23) Softword Systems Inc. — Multimate word processing software
Cause of death: Ashton-Tate and later Borland
In 1984, the most popular word processing program was called Multimate, and it was used largely because it mimicked the user commands of dedicated Wang word processor machinery. In those early days, a software vendor would have to produce different versions specifically for each PC OEM. But its popularity would prove its undoing, making it an attractive take over target for database vendor Ashton-Tate. Eventually, when Tate was sold to Borland the product disappeared.

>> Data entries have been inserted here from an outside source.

Issue #1059, opened 2025-04-14
apps.humanatlas.io - Global improvements/changes


axdanbol:
- [x] Add breadcrumbs configuration to each page (except landing page)
- [x] Update header to close menus on router navigations
- [x] Update progress bar color and add a minimum delay before the progress bar is shown
  Check if https://ngxtension.netlify.app/utilities/operators/derive-loading/ can be used for the delay

PR #1069, opened 2025-04-15
HRA - Global Improvements/Changes

saaivignesh20:
This pull request resolves the GitHub issue: #1059.

## Implementation Details
- Add breadcrumbs configuration to each page (except landing page)
- Update header to close menus on router navigations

24) Thomas Conrad Corp. — Arcnet networking bought by Compaq
Cause of death: faster and cheaper Ethernet
Thomas Conrad was one of the more popular vendors of one of the early 1980s networking standards called Arcnet. It had the advantage of running over cable TV coax. And like many of the networking adapters of that era, there were hardware switches you had to set (see the picture above) to configure it properly before you installed it in the PC. It was a cheaper alternative to the token ring cabling from IBM and Ethernet. It was the predecessor to 10BaseT topologies that are in vogue today. Many of the early Novell networks ran on Thomas Conrad Arcnet equipment. But as Ethernet became more capable and faster with 100BaseT, the topology died out.
25) Stac Electronics — disk compression software
Cause of death: Microsoft, integration into the operating system
When hard disks were 20 megabytes, storage was at a premium and a small company in southern California came out with special software that could double your storage space. Stac lasted until 2002, and was the victim of Microsoft tactics to include a similar feature in MS DOS v 6.0. Even though they won a $120 million lawsuit, the company never recovered, as hard drives got bigger and cheaper quicker. Eventually, the intellectual property was purchased by Altiris, who is now owned by Symantec. And most operating systems now include their own disk compression, thanks to early work by Stac.